§ **Task statement**:
Filter out every line below that lacks "which", and copy the rest.

*** Opening of Records shown ***

PR #3899, opened 2022-03-22
fix: Maranhao should be part of to North-East zone

dougfabris:
the state of Maranhão is part of the North subsystem instead of North-East: [source](https://pt.wikipedia.org/wiki/Sistema_Interligado_Nacional) 

### before
image

### after
image


VIKTORVAV99:
Don't forget to also move the exchange arrow between North Brazil and North-East Brazil so it match the new border location.

madsnedergaard:
Good point @VIKTORVAV99!
I'll try running it and adjusting arrows today :)

madsnedergaard (approved):
Thanks for fixing this, I have moved the exchange arrow so it's on the border :)

Screenshot 2022-03-31 at 17 08 15

PR #3900, opened 2022-03-22
Fixes OPENNEM (Australia) exchanges

madsnedergaard:
Fixes a bug with exchanges that was introduced in https://github.com/electricitymap/electricitymap-contrib/pull/3550.

Closes https://github.com/electricitymap/electricitymap-contrib/issues/3689

### DIFF
--- a/parsers/OPENNEM.py
+++ b/parsers/OPENNEM.py
@@ -1,6 +1,6 @@
 import datetime
 import logging
-from typing import Dict, List, Mapping, Tuple, Union
+from typing import Dict, List, Mapping, Tuple
 
 import arrow
 import pandas as pd
@@ -191,8 +191,8 @@ def fetch_main_power_df(
     session=None,
     target_datetime=None,
     logger=logging.getLogger(__name__),
-) -> Union[Tuple[pd.DataFrame, pd.Series], pd.DataFrame]:
-    df, region, filtered_datasets = _fetch_main_df(
+) -> Tuple[pd.DataFrame, list]:
+    df, filtered_datasets = _fetch_main_df(
         "power",
         zone_key=zone_key,
         sorted_zone_keys=sorted_zone_keys,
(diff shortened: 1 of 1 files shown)


parsers/OPENNEM.py
```diff
@@ -203,8 +203,11 @@ def fetch_main_power_df(
     # Solar rooftop is a special case
     df = process_solar_rooftop(df)
     logger.debug("Preparing capacities..")
-    capacities = get_capacities(filtered_datasets, region)
-    return df, capacities
+    if region:
+        capacities = get_capacities(filtered_datasets, region)
+        return df, capacities
+    else:
+        return df
```
jarek, line 210: At first glance this looks confusing - how would the function's callers know if it will return 1 or 2 things? Having looked at it I see that `fetch_exchange` calls `df = fetch_main_power_df(...)` while `fetch_production` calls `df, capacities = fetch_main_power_df(...)`.

I would suggest to have this function always return a tuple:

```suggestion
    if region:
        capacities = get_capacities(filtered_datasets, region)
        return df, capacities
    else:
        return df, None
```

function return value type annotation: `Tuple[pd.DataFrame, Optional[pd.Series]]`

change the call in `fetch_exchange` to throw away the second value: `df, _ = fetch_main_power_df(...)`

jarek (commented):
Oh that turned out to be simpler than I thought! I do have a suggestion below

parsers/OPENNEM.py
madsnedergaard: Thanks for the feedback, and I definitely agree that it's a bit confusing right now :D 
I tried improving it a bit without going too deep, what do you think?

madsnedergaard:
> Thanks @jarek! True that I did not clean up that part of the parser. Looks more intelligible now, but if we start looking at enforcing better typing here we might want to also improve the signature of `_fetch_main_df` no?

I've added a return type for `_fetch_main_df`, but I'd prefer not to spend too much time cleaning up this code, but rather get exchanges working as they have been down for a long time :)

pierresegonne (approved):

PR #3901, opened 2022-03-23
Removes NZ-NZN and NZ-NZS

madsnedergaard:
Removing these two outdated zones everywhere!

See https://github.com/electricitymap/electricitymap-contrib/pull/3567 for the initial work.

Maybe this will help fix the problems in #3894, but if nothing else it will at least simplify and clean up things :)


pierresegonne:
FYI there is also some context here https://github.com/electricitymap/electricitymap-contrib/pull/3817
otherwise LGTM

pierresegonne:
Makes sense

I restarted the test as it was not clear why it failed

madsnedergaard:
I found the issue and fixed it (commas in JSON). 
Ready for review @pierresegonne!

pierresegonne (approved):

PR #3902, opened 2022-03-23
Adds a small welcome message with clientVersion details to console

madsnedergaard:
I wanted to log the clientVersion, as I saw the "new client available" and couldn't figure out why. While at it, I also added a small "welcome" message for curious users :)

Screenshot 2022-03-23 at 17 15 59


corradio:
Love it!

Kongkille (approved):

PR #3904, opened 2022-03-24
Update Slovenia Solar to 504,4MW(31.12.2021)

DavidKarlas:
Source is http://pv.fe.uni-lj.si/SEvSLO.aspx which is owned by Faculty of Electrical Engineering and keeps track of solar installations and updates numbers every year.

Existing number is from 2018.

### DIFF
--- a/config/zones.json
+++ b/config/zones.json
@@ -5651,7 +5651,7 @@
       "hydro storage": 180,
       "nuclear": 696,
       "oil": 0,
-      "solar": 289,
+      "solar": 504.4,
       "wind": 3
     },
     "contributors": [


jarek:
Thank you for the update! Could you also add the source to https://github.com/electricitymap/electricitymap-contrib/blob/master/DATA_SOURCES.md in "Production capacity data sources" section?

DavidKarlas:
After inspecting data in more details it seems like there are too many installations with 16kW and 17kW, I'm suspecting they list inverter listen power instead of panels power, will open new PR when this is cleared up, I will also include source.

PR #3908, opened 2022-03-24
Update Belgian solar capacity

Fred-3000:
Elia updated its monitored solar capacity yesterday, resulting in an increase of more than 1 GW 🥳
Same sources.


config/zones.json
```diff
@@ -650,7 +650,7 @@
       "hydro storage": 1308,
       "nuclear": 5943,
       "oil": 280,
-      "solar": 4788,
+      "solar": 5.898,
```
jarek, line 653: In JSON this means a little under 6 megawatts, not 6 gigawatts :sweat_smile: 

```suggestion
      "solar": 5898,
```

jarek (changes requested):

config/zones.json
Fred-3000: Oops, that's a very stupid mistake I made there! Thanks for pointing it out.

madsnedergaard (approved):

jarek (approved):

PR #3913, opened 2022-03-27
update capacities USA January 2022

KabelWlan:
I updated all capacities in the USA zones to January 2022. The source is still the same.

Lots of new solar and wind capacity and EIA finally updated some of the power plants to the correct zones. The coal capacity of US-NW-PACW was missing so far but that's fixed now.

### DIFF
--- a/config/zones.json
+++ b/config/zones.json
@@ -5972,7 +5972,7 @@
       "hydro storage": 0,
       "nuclear": 0,
       "oil": 72.2,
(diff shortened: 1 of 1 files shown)


brandongalbraith:
@KabelWlan Super excited to see this capacity update, thanks for putting the time in! <3

pierresegonne (approved):
Great! Thanks for updating this :)

PR #3915, opened 2022-03-28
Historical unknown co2eq values for Sweden

VIKTORVAV99:
Added historical co2eq unknown values for Sweden back to 2015.
Since I had previously removed coal from the latest value because the last coal plant closed it resulted in a marginal increase in the co2eq value from 280.2 to 280.3 as well.


VIKTORVAV99:
You guys might also want to re-run the generation you did for #3871 after merging this for more accurate values.

pierresegonne:
Super! 
I think that if it's possible, we'll go with the more accurate version, and we can come back to this issue when we split up Sweden to use ENTSO-E data consistently.

pierresegonne (approved):

VIKTORVAV99:
@pierresegonne sounds like a plan!
Also when switching to the ENTSOE parser and split bidding zones we will get gas and solar reported separately so they can be directly removed from these calculations and then it should just be biomass, peat and oil left to calculate.

PR #3916, opened 2022-03-28
Chile: update and add capacities

KabelWlan:
I updated the capacities for CL-SEN because solar was already exceeding 100% again. It's crazy how many solar and wind farms they've built in the last year.
I also added capacities for CL-SEA and CL-SEM. They're not on the map yet but it didn't take a lot of time to just add the capacities as well. 
The sources are now updated as well.


madsnedergaard (approved):
Amazing update, Chile is on fire 🔥🌞

Issue #3919, opened 2022-03-29
New data sweden


Henrik575:
Hi,

The following link leads to new data for sweden

https://pxexternal.energimyndigheten.se/pxweb/sv/N%c3%a4tanslutna%20solcellsanl%c3%a4ggningar/N%c3%a4tanslutna%20solcellsanl%c3%a4ggningar/EN0123_1.px/table/tableViewLayout2/?loadedQueryId=1f5d3f27-504d-4668-b762-9b7c9e4d6c7c&timeType=from&timeValue=0

VIKTORVAV99:
Oh I was waiting for this but expected it to be published tomorrow.

I'll get a PR ready asap.

Henrik575:
Thanks!

ons 30 mars 2022 kl. 09:54 skrev Viktor Andersson ***@***.***

PR #3920, opened 2022-03-30
SE solar and wind capacity update.

VIKTORVAV99:
Updated the capacities for solar and wind with the same sources as before.

Closes: #3919


madsnedergaard (approved):
Nice change! 🥳

VIKTORVAV99:
@madsnedergaard I rebased the PR as it was out of date but you should be able to merge it now.

PR #3922, opened 2022-03-30
Sv language updates

VIKTORVAV99:
Updated some grammar related to #3910 and added missing translations.

I also changed one translation from "Vet var din el kommer från" (Know where your electricity comes from" to "Kolla var din el kommer ifrån" (Check where your electricity comes from" as the first one don't really make much sense in Swedish.


madsnedergaard (approved):
Awesome, thanks! 🙌

PR #3923, opened 2022-03-30
Updates Plausible events

Kongkille:
Adds events for clicking on the links in the header and also for the ranking.

Prettier decided to format the sharedHeader code, but the changes are minimal.


web/src/components/zonelist.js
```diff
@@ -93,6 +95,7 @@ const ZoneList = ({
 
   const enterZone = (zone) => {
     dispatchApplication('mapViewport', getCenteredZoneViewport(zone));
+    trackEvent('zoneEntered', {zoneEntered: zone.countryCode});
```
madsnedergaard, line 98: Hmm, I'd suggest either using the same event for selecting a zone (and then have an attribute for determining the source), or having two events clearly named (e.g. "zoneSelectedFromRanking", "zoneSelectedFromMap"). I think the first option is best, but don't know how well that works in Plausible :)

madsnedergaard (commented):
One minor comment, otherwise great :)

web/src/components/zonelist.js
Kongkille: Ok so how about

trackEvent('zoneSelected', {zoneSelected: zone.countryCode, zoneSelectedSource: "ranking"});

Note that the way our event system is setup, we always send all attributes in the context alongside, so all events in plausible has like 10-15 attributes.

web/src/components/sharedheader.js
```diff
@@ -146,24 +157,28 @@ const ResponsiveMenu = ({ children, collapsed }) => {
...
+      <a href="https://app.electricitymap.org/map">
+        <Logo src={logo} alt="logo" />
+      </a>
+      <ResponsiveMenu collapsed={collapsed}>
+        {links.map(({ label, href, active, id }) => (
+          <Link
+            key={id}
+            href={href}
+            active={active}
+            onClick={() => trackEvent('Link Clicked', { linkId: id })}
```
madsnedergaard, line 174: Should we rename to something header-related as talked about?
```suggestion
            onClick={() => trackEvent('HeaderLink Clicked', { linkId: id })}
```

web/src/components/zonelist.js
```diff
@@ -93,6 +95,7 @@ const ZoneList = ({
 
   const enterZone = (zone) => {
     dispatchApplication('mapViewport', getCenteredZoneViewport(zone));
+    trackEvent('ZoneInRanking Clicked', {zone: zone.countryCode});
```
madsnedergaard, line 98: Do you still believe having separate events for this is the best way forward? I'm a bit unsure what we came to a conclusion about 🤔 

Suggestion for alternative naming if we use the same event:  
`'Zone Viewed', {zone: zone.countryCode, source: 'ranking_panel'}`
`'Zone Viewed', {zone: zone.countryCode, source: 'map'}`

(As I think the goal is to view a zone, not to click a link - I think 😅)

web/src/layout/map.js
```diff
@@ -113,11 +111,10 @@ export default () => {
 
   const handleZoneClick = useMemo(
     () => (id) => {
-      trackEvent('countryClick');
```
madsnedergaard, line 116: Why remove this, don't we still want to keep it (but renamed to match conventions?)

web/src/services/thirdparty.js
```diff
@@ -21,7 +20,6 @@ class ConnectionsService {
     this.connections = [];
     if (isProduction()) {
       this.addConnection(new twitterConnection());
-      this.addConnection(new mixpanelConnection());
```
madsnedergaard, line 24: We should also remove mixpanel stuff from index.ejs :)

madsnedergaard (commented):
Some comments :)

web/src/components/zonelist.js
Kongkille: Well, I think for consistency tracking the actions that a user can take and not the resulting experience. I.e. if we add an event for the wind panel, we would track "WindButton Clicked" and not the resulting experience (that the wind layer becomes enabled)

This means that all events would follow "Item + userAction". When that is said, I do like the idea of your events for this case though, I am not sure how important (or even possible) it is to maintain a 100 % consistent events

web/src/layout/map.js
Kongkille: My thoughts here were that it is firing a lot and a lot of the same insights can be seen by the URLs.

We can keep it if we want and rename either to the same event as the one in ranking or something like ZoneOnMap Clicked

web/src/services/thirdparty.js
Kongkille: I don't think there is anything? I've tried searching for things from the docs

https://developer.mixpanel.com/docs/javascript-quickstart

madsnedergaard: Oh you're right, I don't know where I saw this 🤔

web/src/components/zonelist.js
madsnedergaard: Ah, now I read [the Plausible documentation](https://plausible.io/docs/custom-event-goals) and realised that `events !== goals` (we manually set those up). Also seems like I'm a bit stuck on how Amplitude is doing it/recommending it :)
Then I think your solution is fine, and I guess we can just track this specific link and based on that figure out how many people end on `/zone/DE` via this event or other means.

web/src/layout/map.js
madsnedergaard: Thanks for the response, I agree now 🙃

madsnedergaard (approved):
After reading docs and restructuring my thinking, I'm good with merging this PR as it is now 🥳

PR #7965, opened 2025-03-26
fix(parser): add error handling to US SPP

silkeholmebonnen:
## Issue

If there is no csv for the requested time the parser crashes

## Description

This PR adds some error handling so it prints "Empty response for {datetime}" instead of crashing

### Double check


parsers/US_SPP.py
```diff
@@ -450,6 +454,9 @@ def fetch_realtime_locational_marginal_price(
         check_datetime = target_datetime - timedelta(minutes=minutes)
         url = get_realtime_url(check_datetime)
         raw_data = get_data(url, session)
+        if raw_data.empty:
+            print(f"Empty response for {check_datetime}")
```
jbdietrich, line 458: Why use print instead of the logger (honest question!)?

silkeholmebonnen: My mistake, I'll change it

jbdietrich (approved):

PR #7968, opened 2025-03-26
Price license pt es

julievanoverloop25:
## Description

ES and PT licensing issues solved, so price can be visible again in app


VIKTORVAV99 (approved):
LGTM! 🎉

PR #7969, opened 2025-03-26
chore(parsers): Add snapshot tests to US_NEISO fetch_exchange + switch parser for CA-NB->US-NE-ISNE

VIKTORVAV99:
## Issue

Missing snapshot tests + not being able to refetch data + potential bug in the parser.

## Description

This pull request includes changes to the `config/exchanges/CA-NB_US-NE-ISNE.yaml` file and the `parsers/US_NEISO.py` file to update the exchange data fetching process and correct configurations.

Configuration updates:

* [`config/exchanges/CA-NB_US-NE-ISNE.yaml`](diffhunk://#diff-8ed5f71973eb2c0b661a6f665699c5fce754ff7e24421e992fa1ae7d8cb84cbaL5-R5): Updated the `exchange` parser from `CA_NB.fetch_exchange` to `US_NEISO.fetch_exchange` to correct the data source.

Exchange data fetching improvements:

* [`parsers/US_NEISO.py`](diffhunk://#diff-df2a26bf60da2306bd9af495626401f86072c04e9b59c4262ead8d9b87b988abL209-R213): Modified the `fetch_exchange` function to create a list of exchange lists (`unmerged_exchanges`) and merge them at the end, instead of merging a single exchange list. This ensures all exchanges are processed and merged correctly. [[1]](diffhunk://#diff-df2a26bf60da2306bd9af495626401f86072c04e9b59c4262ead8d9b87b988abL209-R213) [[2]](diffhunk://#diff-df2a26bf60da2306bd9af495626401f86072c04e9b59c4262ead8d9b87b988abR230-R234)

### Double check


parsers/US_NEISO.py
```diff
@@ -225,11 +227,11 @@ def fetch_exchange(
                 netFlow=datapoint["Actual"] * multiplier,
                 source=SOURCE,
             )
+        # Append the exchange list to the unmerged list
+        unmerged_exchanges.append(exchanges)
 
-    # This will merge exchanges with the same datetime
-    exchanges = ExchangeList.merge_exchanges([exchanges], logger)
```
VIKTORVAV99, line 230: While this worked this is very error prone and was the reason I decided to add snapshots here in the first place before fixing it.

The ExchangeList (and all EventLists) assumes there are one event per datetime but it's not enforced, if we changed that in the future this would have created a different output.

By creating intermediate lists and then merging that we solve the issue by having unique datetimes in each list and processing everything correctly.

config/exchanges/CA-NB_US-NE-ISNE.yaml
```diff
@@ -2,5 +2,5 @@ lonlat:
   - -67.7771
   - 46.139
 parsers:
-  exchange: CA_NB.fetch_exchange
```
VIKTORVAV99, line 5: This parser don't support fetching historical data but US_NEISO does, so let's use that instead and re-fetch as much data we can when it's merged.

parsers/US_NEISO.py
seljaks: agreed, I've found the ExchangeList confusing before

seljaks (approved):
lgtm

parsers/US_NEISO.py
VIKTORVAV99: I've wanted to change the internal representation of the lists to dicts where the key is the datetime, it would significantly simplify some of the code but it would have completely broken this as it where before...

PR #7970, opened 2025-03-27
feat(app): ignore any plausible errors

tonypls:
## Issue

Improvement on #7942 as we're still getting plausible errors

The original regex pattern /plausible\.local\.js/ was too specific. It would only match errors where that exact string appears in the error message.

## Description

Sentry's ignoreErrors is primarily designed to filter errors based on their message or type, not the entire context of where the error occurred.

This PR uses the beforesend approach which is more comprehensive because it serializes the entire error object to JSON and checks if "plausible" appears anywhere in that string, catching references to plausible in URLs, stack traces, and any other properties of the error object.


VIKTORVAV99 (approved):
LGTM! 🎉

PR #7976, opened 2025-03-29
Change imperative form into infinitive for some wordings in french translations.

phiphou:
When a french locutor read "share on Facebook", he can interpret it with "please do it" or "you can do it here".

I asked on X some french followers of mine what's their point on this and the majority ends up with the infinitive form "you can do it". They showed me that many major websites are doing this in their french translations.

*** Close of Records shown ***

§ **Result of this exercise**:
Source is http://pv.fe.uni-lj.si/SEvSLO.aspx which is owned by Faculty of Electrical Engineering and keeps track of solar installations and updates numbers every year.
This PR uses the beforesend approach which is more comprehensive because it serializes the entire error object to JSON and checks if "plausible" appears anywhere in that string, catching references to plausible in URLs, stack traces, and any other properties of the error object.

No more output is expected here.